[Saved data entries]
PR #35811, opened 2025-11-25
Refine daemon logs cleanup to provide progress, build ops and configurability

### LINKED ISSUE #35803: Use existing infrastructure (like `VersionSpecificCacheCleanupAction`) to clean up daemon logs
This is a follow up of 

-  https://github.com/gradle/gradle/pull/35765

We want to use existing infrastructure to properly delete those logs.

Gnanasaikiran:
Fixes #35803

### Context

This PR follows up on #35765 (Delete daemon logs older than 2 weeks on shutdown) by refining the daemon logs cleanup to use existing Gradle cleanup infrastructure.

As mentioned in the TODO comment in DaemonMain.java, the cleanup should use `GradleUserHomeCleanupService` instead of being done directly in the daemon bootstrap code.

### Changes

1. **Created `DaemonLogsCleanupAction`** - A new cleanup action that implements `MonitoredCleanupAction` interface, following the same pattern as `VersionSpecificCacheCleanupAction`. This provides:
   - Progress reporting via `CleanupProgressMonitor`
   - Build operations integration for tracking
   - Configurable retention period through cache configurations
   - Proper error handling with `Deleter`

2. **Integrated with `GradleUserHomeCleanupService`** - Added daemon logs cleanup to the existing cleanup workflow, which runs during Gradle User Home cleanup.

### Benefits

- Consistent cleanup behavior across all Gradle cache/log cleanup operations
- Progress visibility during cleanup
- Build operation tracking for debugging and monitoring
- Configurable retention period through standard cache configuration

### Note

The old cleanup code in `DaemonMain.java` (the `cleanupOldLogFiles` method and related code) can be removed in a follow-up commit once this approach is validated.

### DIFF
--- a/subprojects/core/src/main/java/org/gradle/cache/internal/GradleUserHomeCleanupService.java
+++ b/subprojects/core/src/main/java/org/gradle/cache/internal/GradleUserHomeCleanupService.java
@@ -34,6 +34,7 @@ import java.io.File;
 
 @ServiceScope(Scope.UserHome.class)
 public class GradleUserHomeCleanupService implements Stoppable {
+
     private final Deleter deleter;
     private final GradleUserHomeDirProvider userHomeDirProvider;
     private final GlobalScopedCacheBuilderFactory cacheBuilderFactory;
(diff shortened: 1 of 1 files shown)


6hundreds (changes requested):
> As mentioned in the TODO comment in DaemonMain.java, the cleanup should use GradleUserHomeCleanupService instead of being done directly in the daemon bootstrap code.

Given the above, we expect this PR takes care about removal the todo in `DaemonMain.java` and corresponding code. Also the PR should add some tests for the new code, to prove the behavior.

* **Work task**
Please set down exactly the lines running from the one with "- Configurable retention period through standard" to the last line of the entries above, both of them included, and no others.

* **Expected answer**
- Configurable retention period through standard cache configuration

### Note

The old cleanup code in `DaemonMain.java` (the `cleanupOldLogFiles` method and related code) can be removed in a follow-up commit once this approach is validated.

### DIFF
--- a/subprojects/core/src/main/java/org/gradle/cache/internal/GradleUserHomeCleanupService.java
+++ b/subprojects/core/src/main/java/org/gradle/cache/internal/GradleUserHomeCleanupService.java
@@ -34,6 +34,7 @@ import java.io.File;
 
 @ServiceScope(Scope.UserHome.class)
 public class GradleUserHomeCleanupService implements Stoppable {
+
     private final Deleter deleter;
     private final GradleUserHomeDirProvider userHomeDirProvider;
     private final GlobalScopedCacheBuilderFactory cacheBuilderFactory;
(diff shortened: 1 of 1 files shown)


6hundreds (changes requested):
> As mentioned in the TODO comment in DaemonMain.java, the cleanup should use GradleUserHomeCleanupService instead of being done directly in the daemon bootstrap code.

Given the above, we expect this PR takes care about removal the todo in `DaemonMain.java` and corresponding code. Also the PR should add some tests for the new code, to prove the behavior.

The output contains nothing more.